Saved entries
○ ○ ○ ○ ○

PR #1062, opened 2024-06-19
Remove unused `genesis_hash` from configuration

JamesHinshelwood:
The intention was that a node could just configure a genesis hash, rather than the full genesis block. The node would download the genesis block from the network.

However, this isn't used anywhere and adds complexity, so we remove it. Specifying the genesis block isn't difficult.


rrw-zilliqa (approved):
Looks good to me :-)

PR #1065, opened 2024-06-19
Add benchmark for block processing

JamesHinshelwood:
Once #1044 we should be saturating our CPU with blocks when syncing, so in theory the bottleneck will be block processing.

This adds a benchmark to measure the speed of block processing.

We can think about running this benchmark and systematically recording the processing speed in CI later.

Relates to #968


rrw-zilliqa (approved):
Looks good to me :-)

○ ○ ○ ○ ○

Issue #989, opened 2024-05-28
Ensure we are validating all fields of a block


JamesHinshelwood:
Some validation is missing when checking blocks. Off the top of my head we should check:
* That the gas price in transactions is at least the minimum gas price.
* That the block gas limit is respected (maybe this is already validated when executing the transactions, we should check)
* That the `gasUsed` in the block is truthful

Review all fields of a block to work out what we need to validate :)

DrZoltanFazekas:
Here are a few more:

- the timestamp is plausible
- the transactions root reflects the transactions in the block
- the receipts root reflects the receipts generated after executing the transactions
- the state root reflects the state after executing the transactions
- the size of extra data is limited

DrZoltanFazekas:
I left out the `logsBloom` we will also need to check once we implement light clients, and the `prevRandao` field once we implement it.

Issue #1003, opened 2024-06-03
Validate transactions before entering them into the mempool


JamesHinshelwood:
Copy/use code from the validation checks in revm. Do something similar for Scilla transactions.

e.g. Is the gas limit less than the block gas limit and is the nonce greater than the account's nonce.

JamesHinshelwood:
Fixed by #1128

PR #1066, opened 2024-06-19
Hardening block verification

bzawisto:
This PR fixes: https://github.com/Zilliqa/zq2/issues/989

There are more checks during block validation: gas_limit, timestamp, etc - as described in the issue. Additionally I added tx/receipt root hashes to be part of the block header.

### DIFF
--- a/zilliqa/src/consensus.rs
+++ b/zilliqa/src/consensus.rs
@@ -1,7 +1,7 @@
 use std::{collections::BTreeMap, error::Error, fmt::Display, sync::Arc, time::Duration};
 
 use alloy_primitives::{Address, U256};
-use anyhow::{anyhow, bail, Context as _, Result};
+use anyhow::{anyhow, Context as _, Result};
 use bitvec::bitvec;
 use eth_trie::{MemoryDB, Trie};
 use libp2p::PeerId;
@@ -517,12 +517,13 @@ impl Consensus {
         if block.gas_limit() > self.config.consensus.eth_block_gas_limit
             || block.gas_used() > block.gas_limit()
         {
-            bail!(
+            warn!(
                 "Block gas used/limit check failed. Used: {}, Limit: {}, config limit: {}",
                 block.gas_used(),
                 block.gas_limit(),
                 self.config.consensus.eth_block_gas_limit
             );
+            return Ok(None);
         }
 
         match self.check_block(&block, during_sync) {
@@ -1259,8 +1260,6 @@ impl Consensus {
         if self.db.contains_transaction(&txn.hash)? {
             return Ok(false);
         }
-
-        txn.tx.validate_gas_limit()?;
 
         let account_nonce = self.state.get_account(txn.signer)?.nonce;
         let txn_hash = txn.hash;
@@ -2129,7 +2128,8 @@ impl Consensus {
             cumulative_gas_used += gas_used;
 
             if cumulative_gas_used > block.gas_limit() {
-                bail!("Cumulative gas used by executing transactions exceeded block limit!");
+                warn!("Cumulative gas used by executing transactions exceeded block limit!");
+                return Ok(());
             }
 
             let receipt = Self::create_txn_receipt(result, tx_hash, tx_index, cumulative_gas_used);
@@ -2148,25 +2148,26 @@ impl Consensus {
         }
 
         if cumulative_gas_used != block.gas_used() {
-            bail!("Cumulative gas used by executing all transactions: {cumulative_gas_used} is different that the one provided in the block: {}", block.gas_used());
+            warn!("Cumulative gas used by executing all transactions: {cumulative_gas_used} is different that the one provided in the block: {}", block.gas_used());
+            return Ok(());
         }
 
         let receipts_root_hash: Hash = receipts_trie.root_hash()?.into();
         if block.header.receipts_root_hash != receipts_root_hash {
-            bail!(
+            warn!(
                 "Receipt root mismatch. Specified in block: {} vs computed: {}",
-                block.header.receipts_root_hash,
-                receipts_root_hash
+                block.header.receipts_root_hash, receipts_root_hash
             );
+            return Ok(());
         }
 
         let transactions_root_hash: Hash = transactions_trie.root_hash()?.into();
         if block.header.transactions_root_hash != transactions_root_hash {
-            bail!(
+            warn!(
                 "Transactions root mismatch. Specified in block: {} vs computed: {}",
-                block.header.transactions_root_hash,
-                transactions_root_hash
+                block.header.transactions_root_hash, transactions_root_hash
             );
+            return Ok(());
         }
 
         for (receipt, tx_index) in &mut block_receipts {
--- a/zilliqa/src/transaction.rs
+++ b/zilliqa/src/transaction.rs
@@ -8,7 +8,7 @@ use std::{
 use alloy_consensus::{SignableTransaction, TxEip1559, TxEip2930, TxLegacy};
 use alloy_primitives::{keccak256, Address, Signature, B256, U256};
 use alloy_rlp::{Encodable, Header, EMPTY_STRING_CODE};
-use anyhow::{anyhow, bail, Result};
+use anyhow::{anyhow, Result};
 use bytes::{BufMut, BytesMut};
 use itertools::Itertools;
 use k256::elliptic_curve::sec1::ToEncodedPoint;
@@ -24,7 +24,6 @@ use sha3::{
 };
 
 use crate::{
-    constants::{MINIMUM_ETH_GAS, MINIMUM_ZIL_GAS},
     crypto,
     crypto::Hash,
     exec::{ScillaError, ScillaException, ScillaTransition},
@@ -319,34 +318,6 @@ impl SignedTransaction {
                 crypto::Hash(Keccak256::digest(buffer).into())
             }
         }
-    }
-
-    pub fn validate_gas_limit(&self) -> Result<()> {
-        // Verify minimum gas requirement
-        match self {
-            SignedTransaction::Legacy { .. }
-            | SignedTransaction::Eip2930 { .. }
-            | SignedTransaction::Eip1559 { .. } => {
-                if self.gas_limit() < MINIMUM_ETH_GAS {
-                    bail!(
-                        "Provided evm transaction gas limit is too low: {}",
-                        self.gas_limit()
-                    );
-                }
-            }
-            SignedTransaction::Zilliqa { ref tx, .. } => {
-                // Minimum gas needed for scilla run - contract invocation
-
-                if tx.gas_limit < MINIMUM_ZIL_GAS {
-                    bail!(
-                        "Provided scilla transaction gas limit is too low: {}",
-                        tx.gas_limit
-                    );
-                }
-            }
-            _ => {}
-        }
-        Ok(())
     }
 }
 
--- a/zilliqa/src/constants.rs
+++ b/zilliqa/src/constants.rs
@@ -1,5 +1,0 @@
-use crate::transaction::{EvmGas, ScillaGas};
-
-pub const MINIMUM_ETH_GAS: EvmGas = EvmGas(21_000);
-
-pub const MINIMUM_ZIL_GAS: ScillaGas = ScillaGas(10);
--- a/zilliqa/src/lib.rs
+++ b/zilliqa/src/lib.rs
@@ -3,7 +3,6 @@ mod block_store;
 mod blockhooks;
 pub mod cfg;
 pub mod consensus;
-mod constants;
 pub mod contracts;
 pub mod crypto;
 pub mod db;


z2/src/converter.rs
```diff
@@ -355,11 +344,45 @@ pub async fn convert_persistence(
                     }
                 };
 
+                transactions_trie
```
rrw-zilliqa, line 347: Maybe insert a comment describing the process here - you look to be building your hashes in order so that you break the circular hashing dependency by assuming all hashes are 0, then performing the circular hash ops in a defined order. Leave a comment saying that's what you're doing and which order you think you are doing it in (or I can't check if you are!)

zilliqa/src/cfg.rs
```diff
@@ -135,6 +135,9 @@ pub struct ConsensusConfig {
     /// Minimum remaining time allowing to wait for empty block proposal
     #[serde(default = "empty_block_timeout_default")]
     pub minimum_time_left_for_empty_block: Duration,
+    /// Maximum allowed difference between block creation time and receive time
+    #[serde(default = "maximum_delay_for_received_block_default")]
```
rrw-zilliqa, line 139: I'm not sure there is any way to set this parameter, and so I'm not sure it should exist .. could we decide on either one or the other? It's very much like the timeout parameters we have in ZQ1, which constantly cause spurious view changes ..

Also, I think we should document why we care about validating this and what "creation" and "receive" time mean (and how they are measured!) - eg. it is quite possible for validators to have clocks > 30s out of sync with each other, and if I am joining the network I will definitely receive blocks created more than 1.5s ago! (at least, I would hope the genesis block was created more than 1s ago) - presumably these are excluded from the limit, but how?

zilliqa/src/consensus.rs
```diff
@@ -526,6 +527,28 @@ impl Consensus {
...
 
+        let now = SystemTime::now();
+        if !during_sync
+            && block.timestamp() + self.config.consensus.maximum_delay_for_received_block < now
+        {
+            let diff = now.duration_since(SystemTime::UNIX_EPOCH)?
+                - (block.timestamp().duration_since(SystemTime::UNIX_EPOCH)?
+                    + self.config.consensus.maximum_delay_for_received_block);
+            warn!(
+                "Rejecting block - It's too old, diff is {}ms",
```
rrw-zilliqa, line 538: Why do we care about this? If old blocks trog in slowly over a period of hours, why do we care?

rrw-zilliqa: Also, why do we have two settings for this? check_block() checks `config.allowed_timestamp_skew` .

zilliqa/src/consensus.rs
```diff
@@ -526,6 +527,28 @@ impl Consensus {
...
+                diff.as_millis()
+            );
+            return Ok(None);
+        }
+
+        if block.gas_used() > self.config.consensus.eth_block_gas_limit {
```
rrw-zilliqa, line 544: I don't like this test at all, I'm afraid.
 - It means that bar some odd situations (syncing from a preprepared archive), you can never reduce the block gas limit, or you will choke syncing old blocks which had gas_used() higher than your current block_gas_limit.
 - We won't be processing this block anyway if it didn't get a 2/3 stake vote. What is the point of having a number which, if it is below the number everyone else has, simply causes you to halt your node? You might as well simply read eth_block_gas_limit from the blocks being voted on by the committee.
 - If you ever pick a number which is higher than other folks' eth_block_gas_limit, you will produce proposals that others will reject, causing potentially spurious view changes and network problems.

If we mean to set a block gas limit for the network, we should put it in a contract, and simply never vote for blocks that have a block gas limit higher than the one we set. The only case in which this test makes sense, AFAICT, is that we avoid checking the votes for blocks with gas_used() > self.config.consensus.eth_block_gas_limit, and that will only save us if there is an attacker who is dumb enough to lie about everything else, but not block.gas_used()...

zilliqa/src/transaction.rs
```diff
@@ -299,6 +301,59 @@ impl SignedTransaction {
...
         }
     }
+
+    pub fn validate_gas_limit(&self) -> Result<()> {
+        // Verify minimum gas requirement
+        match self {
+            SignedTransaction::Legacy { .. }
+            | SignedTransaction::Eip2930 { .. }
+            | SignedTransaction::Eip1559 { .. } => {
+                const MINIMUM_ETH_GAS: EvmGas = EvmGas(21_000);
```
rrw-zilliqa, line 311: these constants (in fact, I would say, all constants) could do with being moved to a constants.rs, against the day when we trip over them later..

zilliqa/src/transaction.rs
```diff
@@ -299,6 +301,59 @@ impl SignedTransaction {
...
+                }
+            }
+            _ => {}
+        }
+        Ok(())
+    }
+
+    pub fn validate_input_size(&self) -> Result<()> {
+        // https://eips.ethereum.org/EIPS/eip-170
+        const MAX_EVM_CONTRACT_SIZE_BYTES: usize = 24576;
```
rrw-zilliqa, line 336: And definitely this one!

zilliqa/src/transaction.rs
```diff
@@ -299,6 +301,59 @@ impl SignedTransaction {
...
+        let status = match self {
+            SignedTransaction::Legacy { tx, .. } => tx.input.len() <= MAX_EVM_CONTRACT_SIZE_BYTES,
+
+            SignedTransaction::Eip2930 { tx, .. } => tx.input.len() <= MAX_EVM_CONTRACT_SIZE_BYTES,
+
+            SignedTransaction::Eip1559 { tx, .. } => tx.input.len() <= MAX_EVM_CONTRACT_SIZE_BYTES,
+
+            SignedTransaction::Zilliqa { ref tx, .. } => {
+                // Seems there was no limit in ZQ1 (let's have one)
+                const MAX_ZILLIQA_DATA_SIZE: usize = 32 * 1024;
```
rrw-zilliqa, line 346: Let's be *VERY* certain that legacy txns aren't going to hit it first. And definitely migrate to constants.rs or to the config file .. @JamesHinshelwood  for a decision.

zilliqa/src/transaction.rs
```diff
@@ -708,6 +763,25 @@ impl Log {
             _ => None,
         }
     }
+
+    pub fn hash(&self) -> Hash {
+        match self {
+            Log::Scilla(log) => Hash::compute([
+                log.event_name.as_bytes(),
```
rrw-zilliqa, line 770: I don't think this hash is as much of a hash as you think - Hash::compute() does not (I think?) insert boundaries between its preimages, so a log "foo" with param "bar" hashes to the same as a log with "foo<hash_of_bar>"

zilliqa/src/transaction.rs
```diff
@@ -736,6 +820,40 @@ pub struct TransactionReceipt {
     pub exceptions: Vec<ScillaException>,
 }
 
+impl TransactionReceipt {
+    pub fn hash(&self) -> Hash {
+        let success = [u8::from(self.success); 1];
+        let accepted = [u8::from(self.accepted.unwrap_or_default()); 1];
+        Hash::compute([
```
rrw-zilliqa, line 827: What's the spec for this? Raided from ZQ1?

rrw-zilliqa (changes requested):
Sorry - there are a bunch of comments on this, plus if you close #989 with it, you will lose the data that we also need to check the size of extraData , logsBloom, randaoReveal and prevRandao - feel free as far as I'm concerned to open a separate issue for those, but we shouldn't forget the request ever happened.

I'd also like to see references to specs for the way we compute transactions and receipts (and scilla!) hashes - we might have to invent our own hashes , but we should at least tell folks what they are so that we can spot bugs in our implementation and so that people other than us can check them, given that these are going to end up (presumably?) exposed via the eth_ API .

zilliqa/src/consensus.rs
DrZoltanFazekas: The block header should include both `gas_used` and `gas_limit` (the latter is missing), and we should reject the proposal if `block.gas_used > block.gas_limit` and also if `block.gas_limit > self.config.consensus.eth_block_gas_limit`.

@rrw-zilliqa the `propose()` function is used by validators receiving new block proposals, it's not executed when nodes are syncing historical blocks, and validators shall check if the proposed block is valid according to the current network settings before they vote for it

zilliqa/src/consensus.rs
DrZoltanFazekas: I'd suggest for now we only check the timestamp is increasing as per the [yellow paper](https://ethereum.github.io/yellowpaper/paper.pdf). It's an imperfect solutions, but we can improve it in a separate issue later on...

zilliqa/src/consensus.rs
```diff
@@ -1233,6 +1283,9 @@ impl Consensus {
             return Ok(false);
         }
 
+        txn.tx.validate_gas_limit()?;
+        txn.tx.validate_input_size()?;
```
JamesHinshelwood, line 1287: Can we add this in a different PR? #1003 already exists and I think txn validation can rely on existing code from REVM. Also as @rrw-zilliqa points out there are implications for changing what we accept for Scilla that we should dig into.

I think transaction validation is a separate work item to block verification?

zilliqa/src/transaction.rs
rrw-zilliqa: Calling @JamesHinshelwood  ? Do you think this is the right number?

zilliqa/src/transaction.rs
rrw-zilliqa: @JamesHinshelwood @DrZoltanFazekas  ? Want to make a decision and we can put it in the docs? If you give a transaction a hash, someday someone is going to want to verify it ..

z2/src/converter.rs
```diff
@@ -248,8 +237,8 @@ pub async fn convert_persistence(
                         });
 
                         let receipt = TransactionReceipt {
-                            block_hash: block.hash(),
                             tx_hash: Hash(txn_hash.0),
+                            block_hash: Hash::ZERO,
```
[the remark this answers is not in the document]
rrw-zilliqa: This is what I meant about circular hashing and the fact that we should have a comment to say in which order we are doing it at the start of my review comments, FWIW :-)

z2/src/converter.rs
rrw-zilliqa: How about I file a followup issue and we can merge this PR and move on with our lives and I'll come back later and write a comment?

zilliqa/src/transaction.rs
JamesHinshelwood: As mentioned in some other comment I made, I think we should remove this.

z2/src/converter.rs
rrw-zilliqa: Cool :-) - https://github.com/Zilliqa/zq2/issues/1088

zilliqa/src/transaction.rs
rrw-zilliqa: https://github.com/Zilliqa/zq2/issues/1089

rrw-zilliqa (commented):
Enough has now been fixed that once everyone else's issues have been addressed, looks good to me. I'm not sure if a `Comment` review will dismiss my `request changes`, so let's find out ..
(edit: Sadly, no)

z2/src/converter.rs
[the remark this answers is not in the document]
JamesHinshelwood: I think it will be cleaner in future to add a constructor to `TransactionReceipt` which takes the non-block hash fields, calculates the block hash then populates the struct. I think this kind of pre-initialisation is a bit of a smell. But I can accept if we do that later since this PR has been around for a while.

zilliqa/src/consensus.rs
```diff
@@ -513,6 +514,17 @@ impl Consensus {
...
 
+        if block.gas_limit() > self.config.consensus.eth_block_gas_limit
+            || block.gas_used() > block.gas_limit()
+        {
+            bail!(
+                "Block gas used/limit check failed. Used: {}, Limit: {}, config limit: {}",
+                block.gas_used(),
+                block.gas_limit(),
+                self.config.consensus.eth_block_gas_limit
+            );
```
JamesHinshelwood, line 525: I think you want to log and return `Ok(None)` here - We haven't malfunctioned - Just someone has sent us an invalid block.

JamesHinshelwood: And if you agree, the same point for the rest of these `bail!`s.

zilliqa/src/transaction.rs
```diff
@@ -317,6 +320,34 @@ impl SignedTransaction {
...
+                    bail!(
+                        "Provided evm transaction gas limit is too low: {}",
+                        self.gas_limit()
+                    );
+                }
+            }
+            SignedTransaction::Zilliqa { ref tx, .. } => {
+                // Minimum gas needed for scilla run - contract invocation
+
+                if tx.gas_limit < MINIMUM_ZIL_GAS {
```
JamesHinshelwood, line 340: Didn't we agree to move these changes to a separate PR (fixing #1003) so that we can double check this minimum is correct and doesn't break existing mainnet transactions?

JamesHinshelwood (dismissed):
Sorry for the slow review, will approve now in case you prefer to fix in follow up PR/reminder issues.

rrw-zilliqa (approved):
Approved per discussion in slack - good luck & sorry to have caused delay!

○ ○ ○ ○ ○

Task details: Your answer should be each line from the entries that includes the string "ScillaGas".

Solution to the problem:
-use crate::transaction::{EvmGas, ScillaGas};
-pub const MINIMUM_ZIL_GAS: ScillaGas = ScillaGas(10);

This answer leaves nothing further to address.